You sir are a genious!!!! 

I gotta know though... Your buddy had already killed 2? Were you hunting under the motto "If it's brown, it's down?""

You could market that thing... The Ultimate Drop Away Rest!


----------



## MuskieManOhio (Jun 29, 2008)

You really put the brown on the ground their! Nice buck!


----------



## weekend angler (Dec 31, 2011)

What a monster.  
did you flush him from cover 
how much scent block do you have to use

posted using Outdoor Hub Campfire


----------



## Tightlines (Jun 29, 2012)

Am i the only one that seen that over half of the buck is floating in the air? Click on the picture and u can see only the back legs are touching the grass. Also if its dead why is its head strait up?


----------



## Bent Rod (Apr 14, 2006)

Looks to me like it has been hung from the rear for a while already and stiffened up that way to me. It still has the hanger in the rear legs. 

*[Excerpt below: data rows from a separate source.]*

PR #2931, opened 2018-06-26
Fix trust calculation

### LINKED ISSUE #2874: Incorrect trust calculation in taskserver
That should say `min_trust`
https://github.com/golemfactory/golem/blob/26642de9ede50b79acd2a14f1f414b20536c4ff6/golem/task/taskserver.py#L489

Krigpl:
Fixes #2874

### DIFF
--- a/golem/task/taskserver.py
+++ b/golem/task/taskserver.py
@@ -489,7 +489,7 @@ class TaskServer(
     def decrease_trust_payment(self, task_id):
         node_id = self.task_manager.comp_task_keeper.get_node_for_task_id(
             task_id)
-        Trust.PAYMENT.decrease(node_id, self.max_trust)
+        Trust.PAYMENT.decrease(node_id, self.min_trust)
 
     def reject_result(self, subtask_id, account_info):
         mod = min(


golem/task/taskserver.py
```diff
@@ -489,7 +489,7 @@ def increase_trust_payment(self, task_id):
     def decrease_trust_payment(self, task_id):
         node_id = self.task_manager.comp_task_keeper.get_node_for_task_id(
             task_id)
-        Trust.PAYMENT.decrease(node_id, self.max_trust)
+        Trust.PAYMENT.decrease(node_id, self.min_trust)
```
maaktweluit, line 492: Are you sure the `mod` should be `0.0`?
https://github.com/golemfactory/golem/blob/daf6d0223db7270835d55b196ccf40d84140afee/golem/ranking/helper/trust.py#L43

I think its better to remove the second param, but i only..
ihavesomesortofidea

maaktweluit (changes requested):

golem/task/taskserver.py
Krigpl: Oh yea, I dunno actually. I also don't have an idea what I'm doing. I assumed this is wrong based on the api and nomenclature and high likeliness of copy-paste bug from symmetrical `increase_trust_payment`. But I guess you're right, 0 doesn't make sense here.

Krigpl:
Not a bug.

Congrats on a great buck!!!!!!! 

But, it can be a bad day if they run, so hopefully he just piled up after the shot.


----------



## Mushijobah (May 4, 2004)

Tightlines said:


> Am i the only one that seen that over half of the buck is floating in the air? Click on the picture and u can see only the back legs are touching the grass. Also if its dead why is its head strait up?

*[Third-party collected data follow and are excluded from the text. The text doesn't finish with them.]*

PR #2937, opened 2018-06-28
hardware config change detection fix

tworec:
Changes `HardwarePresets.update_config` to return true only when config is not initial (all zeros) and was changed.


etam:
Are you sure you want to merge it to b0.16.1?

golem/core/hardware.py
```diff
@@ -1,24 +1,25 @@
...
+from golem.core.common import get_cpu_count, is_osx, is_windows, \
     MAX_CPU_MACOS, MAX_CPU_WINDOWS
 from golem.core.fileshelper import free_partition_space
 from golem.model import HardwarePreset
 
 logger = logging.getLogger(__name__)
 
 
-def cpu_cores_available():
+def cpu_cores_available() -> List:
```
etam: List of what?

golem/core/hardware.py
```diff
@@ -28,48 +29,59 @@ def cpu_cores_available():
...
         return list(range(0, num_cores - 1)) or [0]
 
 
-def memory_available():
+def memory_available() -> int:
     """
     :return int: 3/4 of total available memory
     """
-    return max(int(virtual_memory().total * 0.75) / 1024, MIN_MEMORY_SIZE)
+    return int(max(int(virtual_memory().total * 0.75) / 1024, MIN_MEMORY_SIZE))
```
etam: Maybe instead of adding `int` around `max` change
`int(virtual_memory().total * 0.75) / 1024`
to
`int(virtual_memory().total * 0.75 / 1024)`
?

golem/core/hardware.py
etam: List of what?

golem/core/hardware.py
```diff
@@ -28,48 +29,59 @@ def cpu_cores_available():
...
-        logger.debug("Couldn't read CPU affinity: {}".format(e))
+        logger.debug("Couldn't read CPU affinity: %r", e)
         num_cores = get_cpu_count()
         return list(range(0, num_cores - 1)) or [0]
 
 
-def memory_available():
+def memory_available() -> int:
     """
     :return int: 3/4 of total available memory
```
etam: While at it, you could add that it's in kilobytes.

tests/golem/core/test_hardware_presets.py
```diff
@@ -76,20 +76,23 @@ def test_update_config_upper_bounds(self):
...
-            DEFAULT_HARDWARE_PRESET_NAME, self.config)
-        assert HardwarePresets.update_config(
-            CUSTOM_HARDWARE_PRESET_NAME, self.config)
-        assert not HardwarePresets.update_config(
-            CUSTOM_HARDWARE_PRESET_NAME, self.config)
+        # given
+        HardwarePreset.create(name='foo', cpu_cores=1, memory=1200000,
+                              disk=2000000)
+
+        # than
```
etam: then

golem/core/hardware.py
```diff
@@ -97,7 +109,7 @@ def from_config(cls, config):
         )
 
     @classmethod
-    def caps(cls):
+    def caps(cls) -> dict:
```
etam: `-> Dict[str, int]`?

golem/core/hardware.py
```diff
@@ -106,8 +118,9 @@ def caps(cls):
         }
 
     @classmethod
-    def values(cls, preset_or_name):
-        preset_or_name = preset_or_name or DEFAULT_HARDWARE_PRESET_NAME
+    def values(cls, preset_or_name: Union[str, HardwarePreset]) \
+            -> Tuple[str, dict]:
```
etam: `-> Tuple[str, Dict[str, int]]`?

etam (changes requested):
I like type annotations :)

badb:
@tworec Can you please make this PR to develop?

golem/core/hardware.py
tworec: 👍

golem/core/hardware.py
tworec: whaa? we need to assure that it is not below MIN, how do your code achieve this?

golem/core/hardware.py
tworec: 👍

golem/core/hardware.py
tworec: 👍

tests/golem/core/test_hardware_presets.py
tworec: 😄

golem/core/hardware.py
tworec: 👍

golem/core/hardware.py
etam: whaa? I don't understand what are you talking about.

Lets split this one-liner a bit:

Before your changes:
```python
proposed_memory_in_kb = int(virtual_memory().total * 0.75) / 1024
result = max(proposed_memory_in_kb, MIN_MEMORY_SIZE)
return result
```
MIN_MEMORY_SIZE is int.

The problem here is that `proposed_memory_in_kb` is a float, not int. So `result` also might be float.

What you're proposing is changing `return result` to `return int(result)`.

I propose changing calculation of `proposed_memory_in_kb` so it's int instead of float.

tworec: @etam, I'm totally sorry - it was my misunderstanding as of y-day. I didn't notice double `int(` constructor

tworec: done

etam (approved):
ok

It appears to be stiff, kind of like how deer and other mammals get after they die. 'Rigor mortis' if you will.

But the floating part, phewwww eee, must be a ghost or a Sasquatch.


----------



## K gonefishin (May 4, 2004)

Great thread and one heck of a deer bob very nice


----------



## ezbite (May 25, 2006)

Tightlines said:


> Am i the only one that seen that over half of the buck is floating in the air? Click on the picture and u can see only the back legs are touching the grass. Also if its dead why is its head strait up?


i think the gramble in the back legs and the tail pointing towards the head are the clues you seek. maybe, it hung overnight BY THE BACK LEGS....

and its dead, here a cell phone photo Bobk sent me when he recovered this beast.


----------



## ironman172 (Apr 12, 2009)

Tightlines said:


> Am i the only one that seen that over half of the buck is floating in the air? Click on the picture and u can see only the back legs are touching the grass. Also if its dead why is its head strait up?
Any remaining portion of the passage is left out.